Why Traditional DB Inspections Fail and AI-Powered Anomaly Detection Helps

Why Traditional DB Inspections Fail

Traditional inspection systems rely on fixed thresholds that are set high to avoid excessive alerts. While they can catch obvious anomalies, they miss dynamic changes such as gradual increases in QPS, load, or data volume during peak periods, leading to delayed response and potential business impact.

Anomaly Detection: The “Second Pair of Eyes”

Recent advances in machine learning and AI provide new approaches for time‑series monitoring. By learning patterns from historical data, AI can identify behaviors that deviate from the norm, enabling DBAs to detect abnormal metric changes early.

Overall Process

The detection pipeline consists of data transformation, feature extraction, algorithm selection, tuning, and alarm convergence.

Key Steps

Feature Analysis : Identify periodic, stable, or sudden changes in metrics (e.g., Redis memory usage shows daily cycles, MySQL disk usage grows steadily).

Algorithm Selection : Apply sliding‑window transformations, IQR detection, seasonal decomposition, or level‑shift detection based on feature types.

Tuning : Combine dynamic thresholds learned by ML with static thresholds to reduce false positives and handle known interference such as migrations or DDL operations.

Alarm Convergence : Merge repeated alerts within a time window and across instances to avoid alert storms.

Three Typical Application Scenarios

1. Stable Trend Anomaly Detection

Most metrics (MySQL disk usage, Redis memory) exhibit a smooth trend under normal conditions. The DoubleRollingAggregate algorithm creates two sliding windows, computes the difference, and generates a new series where positive values indicate upward trends and negative values indicate declines.

Alarm messages and auxiliary reports help DBAs pinpoint the cause of disk usage spikes, such as large binlog generation during archival tasks.

2. Periodic Change Anomaly Detection

Metrics like Redis memory usage follow a daily cycle. The SeasonalAD algorithm first removes seasonal patterns using ClassicSeasonalDecomposition, then applies a two‑branch detection: one branch flags points where the deseasonalized residual is positive, the other applies IQR on the absolute residual. The intersection yields true periodic anomalies.
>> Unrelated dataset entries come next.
PR #192, opened 2020-06-26
Refactor: move gtp path to gen_statem

vijay-hirani:
Moved the echo timer into gen_statem actions. Have tried to activate and deactivate the echo timer action only where needed

### DIFF
--- a/src/gtp_path.erl
+++ b/src/gtp_path.erl
@@ -250,7 +250,7 @@ handle_event(cast, Msg, _State, _Data) ->
 handle_event(info,{'DOWN', _MonitorRef, process, Pid, _Info}, State0, Data) ->
     State = unregister(Pid, State0, Data),
     case State of
-	#state{echo_timer = 'echo_Stopped'} ->
+	#state{echo_timer = 'stopped'} ->
 	    Actions = echo_timeout_action([], infinity, 'send_echo'),
 	    {next_state, State, Data, Actions};
 	_ ->
--- a/src/gtp_path.erl
+++ b/src/gtp_path.erl
@@ -7,7 +7,7 @@
 
 -module(gtp_path).
 
--behaviour(gen_server).
+-behaviour(gen_statem).
 
 -compile({parse_transform, cut}).
 -compile({no_auto_import,[register/2]}).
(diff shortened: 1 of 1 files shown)


ebengt (approved):
Looks good.

I thought that it was supposed to be two steps. First gen_server => gen_statem. Then adding echo timeout. I could be mistaken.

vijay-hirani:
Looks good.
I thought that it was supposed to be two steps. First gen_server => gen_statem. Then adding echo timeout. I could be mistaken.

VH -> The echo timeout to fire regular 1 minute echos to active nodes is already there. I had added 2 new timers, 1. for monitoring of down nodes and 2. duration to monitor down nodes for the path maintenance.

src/gtp_path.erl
```diff
@@ -168,10 +168,16 @@ handle_event({call, From}, {bind, Pid, RestartCounter}, _State, Data0) ->
 
 handle_event({call, From}, {unbind, Pid}, _State, Data0) ->
     Data = unregister(Pid, Data0),
-    {keep_state, Data, [{reply, From, ok}]};
+    case Data of
+	#{echo_timer := stopped} ->
```
RoadRunnr, line 172: The echo_timer state could IMHO be part of the overall state.

In the conversion to gen_statem, make state a record with a single field `state` (UP/DOWN). And in this cset, add the the echo_timer state into that state.

vijay-hirani: @RoadRunnr 
Do you mean something like: 
-record(state, {state :: {atom(), atom()}}). %  { ['UP' | 'DOWN'], [stopped | echo_to_send | awaiting_response])
Some thing like this will certainly be easier pattern match on the gen_statem state field. 
Can expand the tuple to further add future timers for path maintenance.

RoadRunnr: more like:
```Erlang
record(state, {peer :: 'UP' | 'DOWN',
               echo :: idle | pending)).
```
that only a idea, the real implementation could need different values.

vijay-hirani:
Thanks Bengt, typo on my part. fixed it, running rebar before I update

RoadRunnr:
alternate version merged.

PR #193, opened 2020-07-08
Add Termination-Cause to accounting stop

fholzhauser:


mgumz:
LGTM

RoadRunnr:
easy fix. However, looking at the control flow around this, it seems that the invocation logic for the various session stop events could use some love and cleanup. The TermCause is not the only thing that could use some improvement...

RoadRunnr:
oh, also Unit Test !

PR #199, opened 2020-07-27
rework IP pool to be asynchronous and reusable

RoadRunnr:
* allow IPv4 and IPv6 request to run in parallel
* keep all pool information in the allocated lease
* use stored information when releasing the IP later


RoadRunnr:
reduced this PR to the async pool logic only. Other changes will come in follow up PRs

fholzhauser (approved):

PR #206, opened 2020-08-19
add DHCPv4 pool support

RoadRunnr:
depends on #199 and #205


vkatsuba:

PR #208, opened 2020-08-20
Feature/api for oam

ebengt:
Proof of Concept for 1 configuration detail via HTTP/2 API.


RoadRunnr:
* the handler code does strange things, e.g. not using `malformed_request` to parse the Qs and replicate Qs parsing in strange places
* the management object model seem stage, grouping APNs under `Idle-Timeouts` feels wrong, I would have expected a Management Object per APN.

So, lets forget this PR for the moment and start with an OpenAPI description of the OAM functions and data model.
The API also should adhered the 3GPP principles for service based API (TS 29.500, TS 29.501), for naming convention consult TS 29.501, Sect. 5.1

Note: the 3GPP OAM specification from 3GPP SA5 are not a great help, however if anyone understands them and has ideas -- raise a hand.

ebengt:
Agree with Andreas.

PR #209, opened 2020-09-01
Feature/oam api

ebengt:
Allow change of config item ''apns'' using OAM API.


vkatsuba:

ebengt:
I think that the future for ergw is not in push HTTP API, but in pull. So close.
Last word should come from Andreas.

RoadRunnr:
At least the configs that are implemented in this PR should better be pulled from a NRF or similar.

PR #210, opened 2020-09-10
fix URR processing and change reporting

RoadRunnr:
* fix generation of GTP Change Report IEs
* band-aid fix for not querying URRs when there is event to report


mgumz (commented):
the subject of the commit "don't trigger URR queries when we have on events to report" … is the "on" a typo and actually meant "when we have no events to report"?

RoadRunnr:
> the subject of the commit "don't trigger URR queries when we have on events to report" … is the "on" a typo and actually meant "when we have no events to report"?

fixed

fholzhauser (approved):

PR #363, opened 2020-08-13
CLI: Reserve arguments that start with ':' for hints

### LINKED ISSUE #348: Should arguments that begin with ':' be reserved for hints?
The following output surprised me:

```
$ src/timew track :yesterday foo
Note: 'foo' is a new tag.
Recorded foo
  Started 2020-07-23T00:00:00
  Ended           24T00:00:00
  Total              24:00:00
$ src/timew track :today bar
Note: ':today' is a new tag.
Note: 'bar' is a new tag.
Tracking :today bar
  Started 2020-07-24T14:43:52
  Current                  52
  Total               0:00:00
```

My question is should any command line argument that begins with a `:` be interpreted as a hint, and display an error that there is no hint with that name instead of treating it as a tag?

sruffell:
Currently, any argument that starts with ':' that isn't a known hint
will be treated as a tag. After this change, an error is produced.

Hopefully there were not users who were using tags that start with a
colon...

Closes #348


test/cli.t
```diff
@@ -103,6 +103,11 @@ class TestCLI(TestCase):
         code, out, err = self.t.runError("bogus")
         self.assertIn("'bogus' is not a timew command. See 'timew help'.", err)
 
+    def test_TimeWarrior_with_invalid_hint(self):
+        """Call a non-existing TimeWarrior hint should be an error"""
+        code, out, err = self.t.runError("start :invalid_hint")
```
lauft, line 108: wouldn't `timew :unknown` (without the `start` command) also work? 🤔

lauft (commented):
Lookin good so far, but I think we need also to address cases when a user tries to `(un)tag` an interval with a (pseudo-)hint, e.g.:
```
timew (un)tag @1 :quiet # should already be handled...
timew (un)tag @1 :unknown
timew (un)tag @1 FOO :unknown 
```

test/cli.t
sruffell: Removed start in latest push.

src/CLI.cpp
```diff
@@ -465,11 +465,18 @@ void CLI::canonicalizeNames ()
...
-      a.tag ("HINT");
+      if (exactMatch ("hint", raw) ||
+          canonicalize (canonical, "hint", raw))
+      {
+        a.attribute ("canonical", canonical);
+        a.tag ("HINT");
+      }
+      else
+      {
+        throw format ("'{1}' is an invalid hint.", raw);
```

Additional rules (e.g., low memory usage, small amplitude, limited anomaly count) further filter out benign fluctuations.

3. Sudden Change Anomaly Detection

CPU Level‑Shift Detection (MySQL)

When CPU usage jumps sharply (e.g., from 20% to 30% within minutes), LevelShiftAD detects the edge using a double‑rolling window to compute absolute differences, followed by IQR and sign checks to isolate upward spikes.

QPS Drop Detection

Sudden drops to near‑zero QPS often indicate large transaction commits or binlog bottlenecks. IQR detection quickly isolates these outliers.

Algorithmic details include computing Q1, Q3, IQR, and applying configurable multipliers (c1, c2) to define the normal range.

# Sort monitoring data
data = [5,7,10,15,19,21,21,22,22,23,23,23,23,23,24,24,24,24,25]
len(data)  # 19
# Scatter plot
import matplotlib.pyplot as plt
plt.scatter(range(len(data)), data)
# Histogram
plt.hist(data)

Practical Experience and Tuning

Deployed detection for CPU, disk, memory, table size, QPS, and scan rows across production, achieving >80% alarm accuracy and reducing noise. Different metrics require tailored algorithm families; dynamic thresholds learned by ML complement static hard limits. Multi‑dimensional alarm convergence (temporal and cross‑instance) prevents alert storms.

Future Outlook

Roadmap moves from single‑metric detection to multi‑metric correlation and automated root‑cause analysis. Ongoing work focuses on expanding joint anomaly detection, refining ML models, and further reducing manual inspection workload for DBAs.